= Exercise prompt =
Reproduce the entries shown below only from the line with "PR #714, opened 2026-01-07" down to the line with "If the transfer", keeping both end lines and copying each one exactly.
************
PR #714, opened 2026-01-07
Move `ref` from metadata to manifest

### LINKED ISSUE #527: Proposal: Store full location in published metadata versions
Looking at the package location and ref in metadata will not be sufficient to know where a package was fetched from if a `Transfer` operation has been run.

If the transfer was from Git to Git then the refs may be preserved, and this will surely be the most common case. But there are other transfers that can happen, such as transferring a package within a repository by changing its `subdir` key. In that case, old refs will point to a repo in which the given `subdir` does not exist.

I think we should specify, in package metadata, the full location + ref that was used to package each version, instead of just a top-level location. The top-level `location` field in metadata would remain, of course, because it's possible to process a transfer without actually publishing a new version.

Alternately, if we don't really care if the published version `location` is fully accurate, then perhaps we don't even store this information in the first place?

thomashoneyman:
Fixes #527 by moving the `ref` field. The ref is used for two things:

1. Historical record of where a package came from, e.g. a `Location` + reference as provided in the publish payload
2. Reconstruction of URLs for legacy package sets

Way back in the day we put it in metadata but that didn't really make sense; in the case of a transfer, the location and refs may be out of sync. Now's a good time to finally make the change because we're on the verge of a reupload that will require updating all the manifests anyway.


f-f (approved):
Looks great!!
************
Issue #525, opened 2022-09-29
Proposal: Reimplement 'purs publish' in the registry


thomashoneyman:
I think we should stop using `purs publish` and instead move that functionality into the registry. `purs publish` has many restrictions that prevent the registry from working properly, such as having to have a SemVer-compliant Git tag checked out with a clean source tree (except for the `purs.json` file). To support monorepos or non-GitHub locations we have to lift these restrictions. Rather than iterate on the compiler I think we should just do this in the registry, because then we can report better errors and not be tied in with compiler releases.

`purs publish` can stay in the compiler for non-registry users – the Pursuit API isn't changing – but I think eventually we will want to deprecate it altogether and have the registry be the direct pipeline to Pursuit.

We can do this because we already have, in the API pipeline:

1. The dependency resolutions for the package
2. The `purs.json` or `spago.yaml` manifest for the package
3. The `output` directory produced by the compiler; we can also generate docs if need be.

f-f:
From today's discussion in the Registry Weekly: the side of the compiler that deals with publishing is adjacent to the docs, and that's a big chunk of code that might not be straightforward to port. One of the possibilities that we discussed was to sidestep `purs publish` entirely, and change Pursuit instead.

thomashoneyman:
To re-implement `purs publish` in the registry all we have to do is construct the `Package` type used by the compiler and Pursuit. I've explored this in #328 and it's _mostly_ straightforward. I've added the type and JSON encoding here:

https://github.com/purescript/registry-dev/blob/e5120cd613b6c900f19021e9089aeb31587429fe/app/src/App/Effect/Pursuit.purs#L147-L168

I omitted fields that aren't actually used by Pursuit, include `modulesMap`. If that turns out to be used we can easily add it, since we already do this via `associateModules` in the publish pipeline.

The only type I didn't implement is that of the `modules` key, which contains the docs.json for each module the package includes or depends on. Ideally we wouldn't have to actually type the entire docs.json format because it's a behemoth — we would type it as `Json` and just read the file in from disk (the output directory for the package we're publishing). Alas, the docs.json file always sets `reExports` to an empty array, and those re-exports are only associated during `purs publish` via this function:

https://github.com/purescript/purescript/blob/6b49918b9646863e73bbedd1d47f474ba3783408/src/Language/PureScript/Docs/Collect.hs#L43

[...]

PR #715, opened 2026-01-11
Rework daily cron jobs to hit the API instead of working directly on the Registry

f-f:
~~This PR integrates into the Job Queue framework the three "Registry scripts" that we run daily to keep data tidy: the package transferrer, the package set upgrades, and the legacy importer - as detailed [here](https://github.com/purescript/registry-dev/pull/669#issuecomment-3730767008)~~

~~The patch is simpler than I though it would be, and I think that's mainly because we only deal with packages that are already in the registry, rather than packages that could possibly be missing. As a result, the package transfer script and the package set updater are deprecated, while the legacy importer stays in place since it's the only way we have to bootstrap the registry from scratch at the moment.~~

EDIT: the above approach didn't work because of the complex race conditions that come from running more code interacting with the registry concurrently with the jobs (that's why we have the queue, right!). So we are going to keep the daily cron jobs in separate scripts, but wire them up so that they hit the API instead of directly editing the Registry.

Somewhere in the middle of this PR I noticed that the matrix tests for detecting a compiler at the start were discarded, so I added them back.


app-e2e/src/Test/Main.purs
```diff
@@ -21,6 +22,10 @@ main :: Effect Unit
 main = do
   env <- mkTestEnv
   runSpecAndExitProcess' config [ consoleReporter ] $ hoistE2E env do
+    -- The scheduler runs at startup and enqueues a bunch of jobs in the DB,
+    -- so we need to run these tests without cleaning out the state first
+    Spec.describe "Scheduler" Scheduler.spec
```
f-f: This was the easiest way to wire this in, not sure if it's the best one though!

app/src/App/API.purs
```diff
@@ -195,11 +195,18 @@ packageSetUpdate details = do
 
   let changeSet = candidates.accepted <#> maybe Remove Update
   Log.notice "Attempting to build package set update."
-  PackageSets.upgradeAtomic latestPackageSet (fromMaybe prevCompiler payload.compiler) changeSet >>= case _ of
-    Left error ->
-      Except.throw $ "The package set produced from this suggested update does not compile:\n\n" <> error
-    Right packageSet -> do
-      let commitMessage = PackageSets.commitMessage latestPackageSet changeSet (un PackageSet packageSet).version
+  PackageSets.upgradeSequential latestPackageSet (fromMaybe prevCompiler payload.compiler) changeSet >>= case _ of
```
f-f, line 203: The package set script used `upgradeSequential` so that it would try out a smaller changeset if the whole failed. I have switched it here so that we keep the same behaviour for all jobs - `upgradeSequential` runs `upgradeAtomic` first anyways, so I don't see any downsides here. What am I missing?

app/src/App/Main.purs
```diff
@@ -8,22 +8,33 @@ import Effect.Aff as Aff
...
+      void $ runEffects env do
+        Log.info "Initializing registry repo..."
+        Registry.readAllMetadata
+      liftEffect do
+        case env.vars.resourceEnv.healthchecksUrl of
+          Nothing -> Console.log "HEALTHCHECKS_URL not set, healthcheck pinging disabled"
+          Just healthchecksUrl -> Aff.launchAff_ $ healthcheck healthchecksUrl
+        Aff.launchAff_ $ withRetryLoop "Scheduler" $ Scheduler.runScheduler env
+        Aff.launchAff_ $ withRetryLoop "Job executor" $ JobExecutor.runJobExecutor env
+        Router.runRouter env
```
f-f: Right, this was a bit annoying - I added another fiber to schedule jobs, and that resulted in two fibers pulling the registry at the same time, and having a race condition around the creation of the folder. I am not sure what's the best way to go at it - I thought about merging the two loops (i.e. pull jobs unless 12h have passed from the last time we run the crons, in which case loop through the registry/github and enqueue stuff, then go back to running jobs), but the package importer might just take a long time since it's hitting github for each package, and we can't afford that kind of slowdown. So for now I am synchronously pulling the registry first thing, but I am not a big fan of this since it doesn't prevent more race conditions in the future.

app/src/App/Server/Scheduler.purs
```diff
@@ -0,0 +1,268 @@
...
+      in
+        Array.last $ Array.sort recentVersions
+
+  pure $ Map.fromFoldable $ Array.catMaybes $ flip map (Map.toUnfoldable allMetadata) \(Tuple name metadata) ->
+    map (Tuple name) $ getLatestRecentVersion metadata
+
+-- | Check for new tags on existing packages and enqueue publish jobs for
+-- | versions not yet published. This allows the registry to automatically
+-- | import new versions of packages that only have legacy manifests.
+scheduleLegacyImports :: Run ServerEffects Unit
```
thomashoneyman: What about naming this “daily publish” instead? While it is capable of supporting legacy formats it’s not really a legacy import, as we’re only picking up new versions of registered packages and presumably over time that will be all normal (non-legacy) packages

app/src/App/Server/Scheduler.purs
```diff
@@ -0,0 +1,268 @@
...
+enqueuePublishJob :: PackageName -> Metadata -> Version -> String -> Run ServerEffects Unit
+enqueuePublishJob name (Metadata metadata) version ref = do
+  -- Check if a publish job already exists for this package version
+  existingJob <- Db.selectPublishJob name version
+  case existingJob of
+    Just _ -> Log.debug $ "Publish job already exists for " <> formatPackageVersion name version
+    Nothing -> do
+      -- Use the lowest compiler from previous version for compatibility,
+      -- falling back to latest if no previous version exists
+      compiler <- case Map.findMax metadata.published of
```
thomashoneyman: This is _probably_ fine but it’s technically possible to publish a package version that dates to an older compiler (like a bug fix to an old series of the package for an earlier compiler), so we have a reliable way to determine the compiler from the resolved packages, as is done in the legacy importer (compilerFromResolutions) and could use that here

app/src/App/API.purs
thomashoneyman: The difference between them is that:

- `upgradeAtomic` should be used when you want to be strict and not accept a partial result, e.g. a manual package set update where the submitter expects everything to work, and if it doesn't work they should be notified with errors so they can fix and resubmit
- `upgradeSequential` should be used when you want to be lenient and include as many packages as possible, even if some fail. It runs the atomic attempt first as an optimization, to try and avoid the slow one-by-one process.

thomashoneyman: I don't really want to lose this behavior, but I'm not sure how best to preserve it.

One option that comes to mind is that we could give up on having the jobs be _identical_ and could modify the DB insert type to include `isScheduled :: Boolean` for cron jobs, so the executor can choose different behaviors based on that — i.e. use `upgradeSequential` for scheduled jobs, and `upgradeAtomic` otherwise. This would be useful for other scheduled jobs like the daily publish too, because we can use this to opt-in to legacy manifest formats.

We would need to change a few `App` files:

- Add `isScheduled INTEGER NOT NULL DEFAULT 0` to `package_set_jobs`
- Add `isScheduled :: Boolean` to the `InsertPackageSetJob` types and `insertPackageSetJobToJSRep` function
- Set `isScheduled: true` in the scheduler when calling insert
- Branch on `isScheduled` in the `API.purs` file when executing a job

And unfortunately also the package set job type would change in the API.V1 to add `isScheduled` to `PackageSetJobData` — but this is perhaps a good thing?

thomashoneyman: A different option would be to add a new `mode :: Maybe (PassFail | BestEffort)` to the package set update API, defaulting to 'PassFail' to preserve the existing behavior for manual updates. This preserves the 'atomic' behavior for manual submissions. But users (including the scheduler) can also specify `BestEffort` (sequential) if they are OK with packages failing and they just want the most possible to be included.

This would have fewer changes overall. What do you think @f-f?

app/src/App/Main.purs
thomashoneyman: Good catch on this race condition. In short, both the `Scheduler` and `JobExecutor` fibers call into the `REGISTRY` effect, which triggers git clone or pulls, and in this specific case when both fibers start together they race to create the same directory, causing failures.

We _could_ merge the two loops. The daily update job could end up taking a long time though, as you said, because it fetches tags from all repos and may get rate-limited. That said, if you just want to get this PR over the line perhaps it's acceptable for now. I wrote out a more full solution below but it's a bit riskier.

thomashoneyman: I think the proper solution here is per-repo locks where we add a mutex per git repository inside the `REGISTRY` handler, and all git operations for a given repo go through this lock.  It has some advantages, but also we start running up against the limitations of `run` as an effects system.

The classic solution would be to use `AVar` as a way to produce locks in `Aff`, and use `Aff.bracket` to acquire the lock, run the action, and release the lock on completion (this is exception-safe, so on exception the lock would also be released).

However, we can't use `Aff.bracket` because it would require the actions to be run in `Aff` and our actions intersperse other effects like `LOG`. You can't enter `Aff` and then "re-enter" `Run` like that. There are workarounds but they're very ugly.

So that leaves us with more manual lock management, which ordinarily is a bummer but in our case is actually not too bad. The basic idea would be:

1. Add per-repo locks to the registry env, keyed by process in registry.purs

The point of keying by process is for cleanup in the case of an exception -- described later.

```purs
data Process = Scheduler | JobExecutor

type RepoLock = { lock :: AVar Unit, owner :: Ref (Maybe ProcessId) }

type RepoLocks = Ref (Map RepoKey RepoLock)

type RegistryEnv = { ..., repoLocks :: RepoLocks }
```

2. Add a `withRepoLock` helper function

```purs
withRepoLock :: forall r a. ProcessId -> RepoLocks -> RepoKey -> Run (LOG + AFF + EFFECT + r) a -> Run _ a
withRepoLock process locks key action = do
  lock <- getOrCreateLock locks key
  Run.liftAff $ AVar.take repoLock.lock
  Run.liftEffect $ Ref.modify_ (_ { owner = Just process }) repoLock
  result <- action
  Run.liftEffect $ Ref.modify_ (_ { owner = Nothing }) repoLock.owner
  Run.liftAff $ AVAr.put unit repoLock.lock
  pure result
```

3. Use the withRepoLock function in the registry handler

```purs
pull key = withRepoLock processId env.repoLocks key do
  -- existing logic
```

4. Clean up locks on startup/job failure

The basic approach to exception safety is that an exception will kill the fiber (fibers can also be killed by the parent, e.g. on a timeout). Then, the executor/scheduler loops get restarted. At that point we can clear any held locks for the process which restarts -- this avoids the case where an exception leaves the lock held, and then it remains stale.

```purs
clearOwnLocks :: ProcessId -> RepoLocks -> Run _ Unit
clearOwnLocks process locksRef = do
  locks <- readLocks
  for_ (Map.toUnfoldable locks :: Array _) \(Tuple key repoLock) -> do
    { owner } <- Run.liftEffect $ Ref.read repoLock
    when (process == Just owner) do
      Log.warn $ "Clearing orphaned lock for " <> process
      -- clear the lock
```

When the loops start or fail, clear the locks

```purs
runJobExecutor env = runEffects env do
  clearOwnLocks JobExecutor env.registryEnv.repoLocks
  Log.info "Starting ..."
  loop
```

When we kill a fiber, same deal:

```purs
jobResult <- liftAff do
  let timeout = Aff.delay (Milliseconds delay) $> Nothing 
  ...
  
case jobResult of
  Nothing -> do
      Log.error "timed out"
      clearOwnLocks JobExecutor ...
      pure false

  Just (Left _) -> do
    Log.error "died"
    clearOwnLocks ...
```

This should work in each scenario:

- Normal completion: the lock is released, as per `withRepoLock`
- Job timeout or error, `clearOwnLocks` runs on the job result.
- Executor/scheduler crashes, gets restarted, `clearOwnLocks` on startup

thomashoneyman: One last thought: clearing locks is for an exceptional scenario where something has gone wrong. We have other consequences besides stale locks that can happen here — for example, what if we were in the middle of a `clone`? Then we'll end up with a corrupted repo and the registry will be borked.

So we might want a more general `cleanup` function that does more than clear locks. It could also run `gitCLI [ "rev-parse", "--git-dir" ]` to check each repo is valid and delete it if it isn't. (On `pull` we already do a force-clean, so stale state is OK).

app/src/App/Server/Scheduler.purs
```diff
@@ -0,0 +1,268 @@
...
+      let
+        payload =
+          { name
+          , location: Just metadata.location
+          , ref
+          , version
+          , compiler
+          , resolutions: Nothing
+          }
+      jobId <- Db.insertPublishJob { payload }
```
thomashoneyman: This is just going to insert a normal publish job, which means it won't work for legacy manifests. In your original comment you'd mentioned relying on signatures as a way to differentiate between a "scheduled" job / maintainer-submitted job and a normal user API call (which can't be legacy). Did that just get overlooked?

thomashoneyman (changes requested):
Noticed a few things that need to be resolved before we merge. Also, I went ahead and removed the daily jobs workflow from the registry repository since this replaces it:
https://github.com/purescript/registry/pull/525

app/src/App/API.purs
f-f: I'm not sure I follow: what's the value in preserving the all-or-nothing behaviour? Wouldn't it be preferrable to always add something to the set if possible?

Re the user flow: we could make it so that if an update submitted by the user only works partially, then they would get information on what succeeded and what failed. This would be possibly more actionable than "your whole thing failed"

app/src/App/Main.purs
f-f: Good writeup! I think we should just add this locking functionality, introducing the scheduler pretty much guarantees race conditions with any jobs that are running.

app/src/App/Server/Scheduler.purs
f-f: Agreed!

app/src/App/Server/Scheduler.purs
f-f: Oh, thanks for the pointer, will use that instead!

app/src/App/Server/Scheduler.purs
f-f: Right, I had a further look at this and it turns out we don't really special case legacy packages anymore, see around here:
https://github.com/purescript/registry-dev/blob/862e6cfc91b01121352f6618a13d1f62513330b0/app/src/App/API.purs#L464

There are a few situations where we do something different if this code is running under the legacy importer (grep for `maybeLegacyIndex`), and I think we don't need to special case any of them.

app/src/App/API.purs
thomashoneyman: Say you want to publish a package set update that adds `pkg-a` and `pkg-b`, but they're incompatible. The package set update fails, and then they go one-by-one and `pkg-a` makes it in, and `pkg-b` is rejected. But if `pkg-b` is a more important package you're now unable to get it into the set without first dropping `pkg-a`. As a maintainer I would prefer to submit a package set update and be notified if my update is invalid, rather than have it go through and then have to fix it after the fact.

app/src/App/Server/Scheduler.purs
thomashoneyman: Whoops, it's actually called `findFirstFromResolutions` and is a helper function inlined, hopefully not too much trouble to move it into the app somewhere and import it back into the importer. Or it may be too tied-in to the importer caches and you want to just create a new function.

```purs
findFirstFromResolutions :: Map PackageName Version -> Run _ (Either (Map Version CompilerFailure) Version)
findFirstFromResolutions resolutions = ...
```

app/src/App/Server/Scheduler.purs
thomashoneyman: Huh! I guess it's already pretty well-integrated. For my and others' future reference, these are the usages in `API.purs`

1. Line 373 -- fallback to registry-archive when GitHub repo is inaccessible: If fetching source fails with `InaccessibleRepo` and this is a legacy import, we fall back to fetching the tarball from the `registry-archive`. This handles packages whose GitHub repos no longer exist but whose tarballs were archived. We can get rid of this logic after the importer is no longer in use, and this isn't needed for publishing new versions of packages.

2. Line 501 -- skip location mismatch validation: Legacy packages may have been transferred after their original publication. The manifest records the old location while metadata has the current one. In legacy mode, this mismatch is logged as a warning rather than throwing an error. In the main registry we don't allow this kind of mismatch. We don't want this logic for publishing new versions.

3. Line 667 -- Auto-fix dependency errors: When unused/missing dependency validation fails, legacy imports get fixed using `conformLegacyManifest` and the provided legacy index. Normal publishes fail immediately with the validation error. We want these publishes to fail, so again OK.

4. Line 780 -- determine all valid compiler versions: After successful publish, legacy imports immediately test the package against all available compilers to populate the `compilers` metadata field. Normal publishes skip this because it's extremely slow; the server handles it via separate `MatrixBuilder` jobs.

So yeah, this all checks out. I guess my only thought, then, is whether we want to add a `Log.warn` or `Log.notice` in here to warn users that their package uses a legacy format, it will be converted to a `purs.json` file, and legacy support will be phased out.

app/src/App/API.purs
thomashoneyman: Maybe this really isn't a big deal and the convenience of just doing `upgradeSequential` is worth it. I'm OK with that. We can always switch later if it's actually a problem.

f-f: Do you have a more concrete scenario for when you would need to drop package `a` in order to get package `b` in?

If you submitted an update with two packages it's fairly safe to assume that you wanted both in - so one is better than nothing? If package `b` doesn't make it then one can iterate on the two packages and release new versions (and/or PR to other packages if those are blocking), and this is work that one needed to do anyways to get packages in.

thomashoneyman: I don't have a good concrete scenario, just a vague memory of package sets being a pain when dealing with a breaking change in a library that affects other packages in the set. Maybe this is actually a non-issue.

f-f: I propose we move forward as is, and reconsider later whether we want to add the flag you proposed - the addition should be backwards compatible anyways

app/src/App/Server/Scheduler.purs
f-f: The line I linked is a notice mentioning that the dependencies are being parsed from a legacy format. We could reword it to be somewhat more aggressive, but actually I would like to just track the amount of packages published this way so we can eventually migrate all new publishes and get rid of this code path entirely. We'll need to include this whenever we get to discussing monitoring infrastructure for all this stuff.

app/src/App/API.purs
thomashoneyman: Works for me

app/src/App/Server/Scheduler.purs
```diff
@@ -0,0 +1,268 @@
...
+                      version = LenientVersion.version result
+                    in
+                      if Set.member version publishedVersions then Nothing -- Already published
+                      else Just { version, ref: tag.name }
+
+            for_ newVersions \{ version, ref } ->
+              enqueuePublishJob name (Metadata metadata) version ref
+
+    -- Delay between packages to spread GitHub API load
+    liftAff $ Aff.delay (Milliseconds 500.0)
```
************
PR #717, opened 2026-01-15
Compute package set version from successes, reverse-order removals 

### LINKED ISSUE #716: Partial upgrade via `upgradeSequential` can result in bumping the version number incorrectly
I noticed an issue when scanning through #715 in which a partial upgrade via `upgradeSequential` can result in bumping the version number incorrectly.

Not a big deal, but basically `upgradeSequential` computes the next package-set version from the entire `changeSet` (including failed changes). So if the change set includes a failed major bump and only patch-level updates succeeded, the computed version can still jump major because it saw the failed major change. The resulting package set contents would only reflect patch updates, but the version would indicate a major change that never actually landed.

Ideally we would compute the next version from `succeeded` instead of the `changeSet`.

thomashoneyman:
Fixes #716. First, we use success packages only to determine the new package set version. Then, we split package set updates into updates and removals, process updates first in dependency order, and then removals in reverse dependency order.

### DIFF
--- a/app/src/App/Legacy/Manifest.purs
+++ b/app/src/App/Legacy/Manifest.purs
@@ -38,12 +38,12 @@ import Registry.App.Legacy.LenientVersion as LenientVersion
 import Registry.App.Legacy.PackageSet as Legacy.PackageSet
************
= Solution below =
PR #714, opened 2026-01-07
Move `ref` from metadata to manifest

### LINKED ISSUE #527: Proposal: Store full location in published metadata versions
Looking at the package location and ref in metadata will not be sufficient to know where a package was fetched from if a `Transfer` operation has been run.

If the transfer was from Git to Git then the refs may be preserved, and this will surely be the most common case. But there are other transfers that can happen, such as transferring a package within a repository by changing its `subdir` key. In that case, old refs will point to a repo in which the given `subdir` does not exist.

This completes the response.